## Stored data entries

------------

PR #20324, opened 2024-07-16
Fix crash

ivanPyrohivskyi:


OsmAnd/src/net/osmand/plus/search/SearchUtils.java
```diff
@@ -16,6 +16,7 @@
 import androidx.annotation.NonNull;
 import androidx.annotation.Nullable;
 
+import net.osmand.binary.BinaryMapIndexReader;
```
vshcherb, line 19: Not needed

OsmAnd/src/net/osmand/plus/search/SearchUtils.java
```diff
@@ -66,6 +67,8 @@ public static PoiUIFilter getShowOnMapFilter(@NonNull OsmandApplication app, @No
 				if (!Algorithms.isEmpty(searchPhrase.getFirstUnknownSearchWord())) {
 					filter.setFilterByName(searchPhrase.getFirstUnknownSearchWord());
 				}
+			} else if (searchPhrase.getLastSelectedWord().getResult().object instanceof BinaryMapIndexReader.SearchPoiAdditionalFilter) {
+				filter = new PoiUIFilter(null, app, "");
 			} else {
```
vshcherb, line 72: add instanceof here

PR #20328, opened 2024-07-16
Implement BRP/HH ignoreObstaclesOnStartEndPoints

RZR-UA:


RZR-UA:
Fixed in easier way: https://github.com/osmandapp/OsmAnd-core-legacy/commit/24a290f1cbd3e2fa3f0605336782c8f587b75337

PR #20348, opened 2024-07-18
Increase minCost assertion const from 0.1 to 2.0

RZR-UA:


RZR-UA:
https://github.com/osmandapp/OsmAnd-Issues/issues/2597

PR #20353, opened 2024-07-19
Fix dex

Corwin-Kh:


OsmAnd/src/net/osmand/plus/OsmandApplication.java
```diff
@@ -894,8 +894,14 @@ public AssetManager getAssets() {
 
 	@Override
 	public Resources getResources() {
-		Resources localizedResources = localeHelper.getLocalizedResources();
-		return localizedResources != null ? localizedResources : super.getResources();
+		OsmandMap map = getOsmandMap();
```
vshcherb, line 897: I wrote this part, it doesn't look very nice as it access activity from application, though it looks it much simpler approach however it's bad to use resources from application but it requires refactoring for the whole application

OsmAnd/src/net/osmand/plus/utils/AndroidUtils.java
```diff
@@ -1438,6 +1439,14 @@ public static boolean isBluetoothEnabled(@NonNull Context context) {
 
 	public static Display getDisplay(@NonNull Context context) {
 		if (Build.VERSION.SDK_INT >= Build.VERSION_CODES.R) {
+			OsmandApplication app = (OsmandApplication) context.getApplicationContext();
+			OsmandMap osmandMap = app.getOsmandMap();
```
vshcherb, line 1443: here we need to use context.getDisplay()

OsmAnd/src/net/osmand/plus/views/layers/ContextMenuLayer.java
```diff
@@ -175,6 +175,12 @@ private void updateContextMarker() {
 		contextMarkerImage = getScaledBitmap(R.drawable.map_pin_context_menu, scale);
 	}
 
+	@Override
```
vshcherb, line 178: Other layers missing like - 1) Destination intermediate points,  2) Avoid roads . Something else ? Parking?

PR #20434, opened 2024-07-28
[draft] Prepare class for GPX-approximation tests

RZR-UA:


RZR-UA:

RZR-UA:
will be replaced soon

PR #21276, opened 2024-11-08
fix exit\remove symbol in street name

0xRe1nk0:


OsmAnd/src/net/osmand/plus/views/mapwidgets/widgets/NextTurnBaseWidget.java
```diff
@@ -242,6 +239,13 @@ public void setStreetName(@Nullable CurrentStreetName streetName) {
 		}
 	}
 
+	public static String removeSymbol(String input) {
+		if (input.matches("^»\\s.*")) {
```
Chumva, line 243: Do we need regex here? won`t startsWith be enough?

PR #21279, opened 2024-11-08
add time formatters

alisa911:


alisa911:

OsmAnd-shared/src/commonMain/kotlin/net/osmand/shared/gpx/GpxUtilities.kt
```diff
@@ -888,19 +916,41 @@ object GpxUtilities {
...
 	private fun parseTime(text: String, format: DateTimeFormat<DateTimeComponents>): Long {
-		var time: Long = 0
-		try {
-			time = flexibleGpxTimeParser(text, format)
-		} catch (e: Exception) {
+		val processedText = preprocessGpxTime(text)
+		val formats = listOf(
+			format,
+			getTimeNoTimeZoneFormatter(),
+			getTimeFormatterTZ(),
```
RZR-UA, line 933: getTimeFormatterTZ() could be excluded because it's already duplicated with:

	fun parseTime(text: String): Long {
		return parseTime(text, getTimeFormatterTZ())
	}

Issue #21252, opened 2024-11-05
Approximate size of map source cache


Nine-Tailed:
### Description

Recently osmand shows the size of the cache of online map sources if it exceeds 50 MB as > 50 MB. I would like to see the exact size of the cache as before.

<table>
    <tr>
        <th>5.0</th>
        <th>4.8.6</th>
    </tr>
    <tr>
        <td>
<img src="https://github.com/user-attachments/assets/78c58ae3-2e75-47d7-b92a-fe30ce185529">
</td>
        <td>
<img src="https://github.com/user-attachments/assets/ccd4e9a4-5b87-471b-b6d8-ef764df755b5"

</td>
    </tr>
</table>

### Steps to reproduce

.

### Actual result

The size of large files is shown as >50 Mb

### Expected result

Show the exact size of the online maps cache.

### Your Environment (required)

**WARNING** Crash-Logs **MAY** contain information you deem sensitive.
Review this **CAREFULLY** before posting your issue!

------------

## Description of the task
The expected answer is each line of the records above that includes the string "vshcherb".

## Problem solution
vshcherb, line 19: Not needed
vshcherb, line 72: add instanceof here
vshcherb, line 897: I wrote this part, it doesn't look very nice as it access activity from application, though it looks it much simpler approach however it's bad to use resources from application but it requires refactoring for the whole application
vshcherb, line 1443: here we need to use context.getDisplay()
vshcherb, line 178: Other layers missing like - 1) Destination intermediate points,  2) Avoid roads . Something else ? Parking?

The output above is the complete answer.